March 2nd 2007
There are two basic reasons why consumers
get ripped off when buying car repairs. Incompetence
and villainy.
Years ago, the same evil twins also operated
in the television and appliance repair businesses,
but those durables have
become so cheap to replace rather than repair,
that the villains have moved on. Cars are not
very cheap to replace and are
expected to last for 10-12 years, even in
the salt infested Great White North.
The common denominator is the publics' general
technical ignorance that allows the most alice-in-wonderland
tales to be told
by garages.
Villains starts out right from the beginning
to rob the poor car owner. Such examples as changing
a perfectly good alternator
and charging for a rebuilt and then tagging
the "used" unit to sell to someone else. If they've
had time to clean it up, it may even
be represented as a new unit.
Incompetence is a more subtle issue. The problem
gets misdiagnosed and the wrong parts are replaced.
Within short order, the car owner returns
to complain that the problem either has re-appeared,
or never went away.
Now the garage has a problem.
How are they going to avoid admitting they
changed the wrong parts to avoid having to
give a refund?
The magic phrase is "parallel problems".
In other words, we fixed that, now it's this -
something entirely different.
The ONLY way that a garage can avoid this
conflict is to phone the owner ahead of time,
explain what has been found to date and
give him the choice of taking an educated
gamble that the problem doesn't have two parts
to it.
Wheel bearings are an example of this. The
car is test driven and sure enough, at least one
bearing is kicking up quite a racket.
So much so, that the other one is being drowned
out. A wise garage owner will tell his clients
ahead of time that the left bearing
definitely needs replacement, but the right
one might also be noisy. Once the car is on the
lift and the weight is removed from the
wheels, a noisy bearing sometimes cannot
be detected unless it is very loose.
We have witnessed a case of incompetence leading
to villainy in our shop this week.
A fellow came to see us with a check engine
light glowing on the dashboard. We were the third
garage he had visited.
The first one didn't even have a scanner
but was sure he needed a tune up. $500 later,
he leaves the place and within 10 minutes,
the light is back on again (we always road
test every car after repairs are carried out,
many garages don't).
So, no longer trusting garage #1 with its
scannerless guessing game, the poor chap consults
garage #2 which does have a scanner.
They get a code that means "misfire on cylinder
#4". So, since the first garage had already
done a so called tune up, garage #2
replaced #4 injector.
To be fair, they at least put in a less expensive
used one.
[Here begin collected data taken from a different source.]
PR #198, opened 2016-03-09
bears/ruby: Add Ruby-Lint Bear

mr-karan:
Added `ruby-lint` support 

Though there was already a file with the name `RubyLintBear`, I don't know what to name this.

### DIFF
--- a/Gemfile
+++ b/Gemfile
@@ -2,4 +2,5 @@ source 'http://rubygems.org'
 ruby '2.1.5'
 
 gem "sqlint"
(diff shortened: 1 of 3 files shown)


SanketDG:
I am not sure how reliable is `ruby -wc {file}` compared to this linter. I did rename that to something else,
probably RubySyntaxBear, and keep this as RubyLintBear, since this actually uses a linter.

SanketDG:
48beef8 needs work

Nevertheless, the bill still came
to over $300.
So, $800 later the check engine light came
back on again and the chap arrived on our doorstep.
What, eventually turned out to be the problem
with cylinder #4? Garage #1 had used the wrong
ignition wires and being too long,
they had got burnt out by touching the exhaust
system.
Garage #2 never "found" this problem, because
it was only a $75 fix - another set of new wires.
We gave the original new wires back to the
client and the last we heard, he was trying to get
a refund on everything.
He may not be successful unless he's willing
to go to small claims court.
Incompetence turning into villainy, the most
common cause of rip-offs in the auto repair business!